My favourite 100 snaps

Infra Red Cart

Influenced by the radio programme 100 Best Tunes John Bradshaw FRPS brought 100 interesting images to the club covering his over 30 years of photography. A member of Chichester Camera Club and the Arena and Focus groups of leading photographers, John talked about five different genres of photographs that were far from being "snaps".

His portraits began with two x-ray images and a MRI scan. He had been a consultant radiographer. A miner and ironworks worker followed, the latter wearing a tattered shirt shredded by sparks and molten hot metal. He honoured the 19th century photographer Julia Margaret Cameron with examples of some of her iconic images that he had emulated. These included Henry Wadsworth Longfellow and an allegory of suffering as part of his project on the Isle of White where Cameron had lived. Projects formed a major part of his work with The Slave Trade being another for which he had photographed an actor simulating being chained and suffering the torment of a long sea journey. Impressions of Irish History was another project, and his 'portrait' of Michael Collins' pistol was just one example. An image from Japan where a traditionally dressed lady spotted the photographer that her colleagues ignored provided some colour to a mainly monochrome collection.

Landscapes included Yosemite with echoes of Ansel Adams, Snowdonia, the Orkneys, Rannoch Moor, Kyoto, Marrakesh and Peacehaven, the latter comprising a fish eye lens image of white cliffs where the Greenwich Meridien leaves the UK for his series on the Meridien.

He had a camera converted to infra red and carefully illustrated how the chlorophyll in trees reflected the infra red light as part of his Infra red project. Gondolas in Venice similarly showed shadowy figures on the craft. The first electric lift in Brighton was another infra red image along with his most favourite image (illustrated) of a derelict farm cart in the grounds of an old Spanish mission in California, itself within a US Army base. Another fascinating image was of a former Georgian plantation with contrasting mansion and slaves' hut. This could also have figured in his 'Buildings' section that included the Chatterley Whitfield deep mine museum, a Lancashire cotton mill, where in former times children risked their lives dodging the machinery, a grotto church in Italy and a derelict house in the Orkneys. Mines also provided some 'Patterns' along with a skate park, high rise dual carriageways, a double-helix staircase and handrail in a swimming pool.
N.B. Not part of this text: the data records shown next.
PR #78, opened 2019-05-10
Switch from Mongo to Postgres

jcbwlkr:
This PR is a work in progress. Do not merge yet. So far I have

1. Switched the `product` package to use postgres including that package's tests.
2. Added "migrate" and "seed" commands to the `sales-admin` tool.
3. Added `database` and supporting packages.
4. Wired db into `sale-api` main func

I still need to

- [x] Fix integration tests
- [x] Switch User and Health Check
- [x] Remove unused packages
- [ ] Deal with deployment? K8s?


cmd/sales-admin/main.go
```diff
@@ -34,11 +36,8 @@ func main() {
 	// Configuration
 
 	var cfg struct {
-		CMD string `envconfig:"CMD"`
-		DB  struct {
-			DialTimeout time.Duration `default:"5s" envconfig:"DIAL_TIMEOUT"`
-			Host        string        `default:"localhost:27017/gotraining" envconfig:"HOST"`
-		}
+		CMD  string `envconfig:"CMD"`
+		DB   database.Config
```
ardan-bkennedy: Not sure I like this at all. I rather see it and the tags. This is hiding information. Let's not couple these things together.

cmd/sales-admin/main.go
```diff
@@ -64,9 +63,13 @@ func main() {
 	case "keygen":
 		err = keygen(cfg.Auth.PrivateKeyFile)
 	case "useradd":
-		err = useradd(cfg.DB.Host, cfg.DB.DialTimeout, cfg.User.Email, cfg.User.Password)
+		err = useradd(cfg.DB, cfg.User.Email, cfg.User.Password)
```
ardan-bkennedy: I don't remember this switch at all. What is this here for?

cmd/sales-admin/main.go
```diff
@@ -135,3 +139,23 @@ func useradd(dbHost string, dbTimeout time.Duration, email, pass string) error {
 	fmt.Printf("User created with id: %v\n", usr.ID.Hex())
 	return nil
 }
+
+func migrate(cfg database.Config) error {
```
ardan-bkennedy: What is the purpose and do these belong in main?

cmd/sales-api/handlers/product.go
```diff
@@ -4,29 +4,27 @@ import (
...
 	"github.com/ardanlabs/service/internal/product"
+	"github.com/jmoiron/sqlx"
 	"github.com/pkg/errors"
 	"go.opencensus.io/trace"
 )
 
 // Product represents the Product API method handler set.
 type Product struct {
-	MasterDB *db.DB
+	db *sqlx.DB
```
ardan-bkennedy: curious why this is unexported. I am sure I'll see it soon.

cmd/sales-api/main.go
```diff
@@ -58,10 +58,7 @@ func main() {
 			WriteTimeout    time.Duration `default:"5s" envconfig:"WRITE_TIMEOUT"`
 			ShutdownTimeout time.Duration `default:"5s" envconfig:"SHUTDOWN_TIMEOUT"`
 		}
-		DB struct {
-			DialTimeout time.Duration `default:"5s" envconfig:"DIAL_TIMEOUT"`
-			Host        string        `default:"mongo:27017/gotraining" envconfig:"HOST"`
-		}
+		DB    database.Config
```
ardan-bkennedy: Not sure I like this at all. I rather see it and the tags. This is hiding information. Let's not couple these things together.

docker-compose.yaml
```diff
@@ -20,6 +20,15 @@ services:
...
     command: --bind_ip 0.0.0.0
 
+  # This starts a local PostgreSQL DB.
+  db:
+    container_name: sales_db
+    networks:
+      - shared-network
+    image: postgres:11.1-alpine
+    ports:
+      - 5432:5432
```
ardan-bkennedy: Make sure this binds on 0.0.0.0 or we will have a problem with compose.

internal/platform/database/database.go
```diff
@@ -0,0 +1,44 @@
...
+
+import (
+	"net/url"
+
+	"github.com/jmoiron/sqlx"
+	_ "github.com/lib/pq" // The database driver in use.
+)
+
+// Config is the required properties to use the database.
+type Config struct {
```
ardan-bkennedy: NO! These tags are hidden. Please remove this and in the cfg struct ask for everything that is needed. Decouple this stuff.

internal/platform/database/database.go
```diff
@@ -0,0 +1,44 @@
...
+func Open(cfg Config) (*sqlx.DB, error) {
+
+	// Define SSL mode.
+	sslMode := "require"
+	if cfg.DisableTLS {
+		sslMode = "disable"
+	}
+
+	// Query parameters.
+	q := url.Values{}
```
ardan-bkennedy: Should this be `var`

internal/platform/database/databasetest/docker.go
```diff
@@ -0,0 +1,76 @@
...
+)
+
+// container tracks information about a docker container started for tests.
+type container struct {
+	ID   string
+	Host string // IP:Port
+}
+
+// startContainer runs a postgres container to execute commands.
+func startContainer(t *testing.T) *container {
```
ardan-bkennedy: Wonder if we don't pass in the container name as a param?

internal/platform/database/schema/migrate.go
```diff
@@ -0,0 +1,17 @@
...
+
+import (
+	"github.com/GuiaBolso/darwin"
+	"github.com/jmoiron/sqlx"
+)
+
+// Migrate attempts to bring the schema for db up to date with the migrations
+// defined in this package.
+func Migrate(db *sqlx.DB) error {
+
```
ardan-bkennedy: remove line space

internal/platform/database/databasetest/docker.go
jcbwlkr: No because the function is hard coded to extract postgres specific information from the container once it is running. We *could* let that function take an image name but it has to be some version of postgres.

This is not a generic "start any kind of container" function.

docker-compose.yaml
jcbwlkr: Mongo needed that but as far as I can tell postgres doesn't.

jcbwlkr:
The majority of this is done and ready for review. I need to run `go mod vendor` but I am waiting until it is reviewed.

This also does not address the k8s stuff.

andreygrehov:
I would rather introduce a repository DDD pattern and provide an implementation for Postgres.

ardan-bkennedy:
@andreygrehov I would need to hear more about this. We do have a very specific design pattern and a set of guidlines we are following. If you would like to jump on a video chat to discuss your ideas, I would like that.

PR #2722, opened 2025-11-05
chore(infra): add Rsdoctor bundle diff CI

yifancong:
## Summary
chore: rspress repo add diff CI

Demo: 
https://github.com/web-infra-dev/rspress/pull/2721

## Checklist

### DIFF
--- a/.github/workflows/diff.yml
+++ b/.github/workflows/diff.yml
@@ -2,7 +2,9 @@ name: Diff
 
 on:
   pull_request:
-    types: [opened, synchronize, reopened, closed]
+    branches: [main]
+  push:
+    branches: [main]
 
 jobs:
   Build:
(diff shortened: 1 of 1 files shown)


.github/workflows/diff.yml
```diff
@@ -0,0 +1,48 @@
+name: Diff
+
+on:
+  pull_request:
+    types: [opened, synchronize, reopened, closed]
```
Timeless0911: no limited pr branch? I think main is enough for diff CI, and types field is not need.

```
  pull_request:
    branches: [main]

  push:
    branches: [main]
```

BTW, is workflow_dispatch supported to run bundle diff CI thus we can diff manually with some commit ref.

yifancong: Done~ has been limited to the main branch

In addition, the proposal of workflow_dispatch is great, and I will support it after further verification.

SoonIter: > In addition, the proposal of workflow_dispatch is great, and I will support it after further verification.

+1

PR #2739, opened 2025-11-10
fix(theme): Outline font family was hardcoded

elliotcourant:
## Summary

The font family for the outline component title was hard coded as `Inter` but the base font family shipped with the docs doesn't include `Inter` instead including `Inter var` or others.

This could be changed to be `font-family: var(--rp-font-family-base);` but that seems redundant for this component where the only other places that overwrite the font family are for code blocks.

Current:

image

With Fix:

image

## Related Issue

N/A

## Checklist


SoonIter:
thanks for your contribution ❤

PR #2773, opened 2025-11-17
feat(plugin-twoslash): Make it possible to configure compilerOptions for TypeScript in twoslash

Karibash:
## Summary

Added `compilerOptions` option to `@rspress/plugin-twoslash` to allow customization of TypeScript compiler options used by Twoslash.
When displaying type information in code blocks with Twoslash, there are cases where you want to apply project-specific TypeScript compiler options. This feature allows you to flexibly customize the TypeScript environment used in code blocks within documentation.

## Usage Example

```ts
import { defineConfig } from '@rspress/core';
import { pluginTwoslash } from '@rspress/plugin-twoslash';
import { JsxEmit } from 'typescript';

export default defineConfig({
  plugins: [
    pluginTwoslash({
      compilerOptions: {
        jsx: JsxEmit.ReactJSX
      },
    }),
  ],
});
```

## Checklist

### DIFF
--- a/packages/plugin-twoslash/src/index.ts
+++ b/packages/plugin-twoslash/src/index.ts
@@ -9,8 +9,8 @@ import { fromMarkdown } from 'mdast-util-from-markdown';
 import { gfmFromMarkdown } from 'mdast-util-gfm';
 import { defaultHandlers, toHast } from 'mdast-util-to-hast';
 import picocolors from 'picocolors';
+import type { TwoslashOptions } from 'twoslash';
 import { removeTwoslashNotations } from 'twoslash';
-import type { CompilerOptions } from 'typescript';
 
 const staticPath = path.join(__dirname, '../static');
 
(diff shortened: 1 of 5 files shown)


packages/plugin-twoslash/src/index.ts
```diff
@@ -115,6 +116,10 @@ export interface PluginTwoslashOptions {
    * @default true
    */
   cache?: boolean;
+  /**
+   * TypeScript compiler options to use for Twoslash
+   */
+  compilerOptions?: CompilerOptions;
```
SoonIter: I prefer `twoslashOptions.compilerOptions`, it is possible that expose more properties from `twoslashOptions`.

Karibash: Would you prefer that we expose all of the `twoslashOptions`, or should we limit it to exposing only the `compilerOptions` for now?

SoonIter: Now my view is to expose the whole `twoslashOptions`, because of making it easier to explain to users and write documents.

Karibash: Fixed to expose twoslashOptions!
c6fe356

PR #2813, opened 2025-11-26
chore(theme): export `FallbackHeading` for reusing

JounQin:
## Summary

export `FallbackHeading` for reusing

We're customizing `Overview` component, `FallbackHeading` component is used for headings.

## Related Issue

N/A

## Checklist

### DIFF
--- a/packages/core/src/theme/components/FallbackHeading/index.tsx
+++ b/packages/core/src/theme/components/FallbackHeading/index.tsx
@@ -1,15 +1,17 @@
-import { renderInlineMarkdown } from '@theme';
+import { getCustomMDXComponent, renderInlineMarkdown } from '@theme';
 import { slug } from 'github-slugger';
-import { A } from '../DocContent/docComponents/a';
-import { H1, H2, H3, H4, H5, H6 } from '../DocContent/docComponents/title';
+import { useMemo } from 'react';
 
-const HEADING_MAP = {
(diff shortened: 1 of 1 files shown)


packages/core/src/theme/index.ts
```diff
@@ -17,7 +17,11 @@ export {
 export { getCustomMDXComponent } from './components/DocContent/docComponents/index';
 // layout
 export type { ShikiPreProps } from './components/DocContent/docComponents/pre';
-export { DocContent } from './components/DocContent/index';
+export {
```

He finished with his twenty favourite images that illustrated all his various interests but also his interest in poetry to accompany his photographs. Especially poignant was an image of a grave marker from the 1845 potato blight in Ireland that took so many lives. It is accompanied by the following verse.

“She was sick with famine fever and could not keep up.
He lifted her and put her on his back.
He walked like that west and west and north.
Until at nightfall under freezing stars they arrived.
In the morning they were both found dead”.

This sparked a discussion about a possible future competition with illustrated poems and possibly a musically accompanied audio-visual.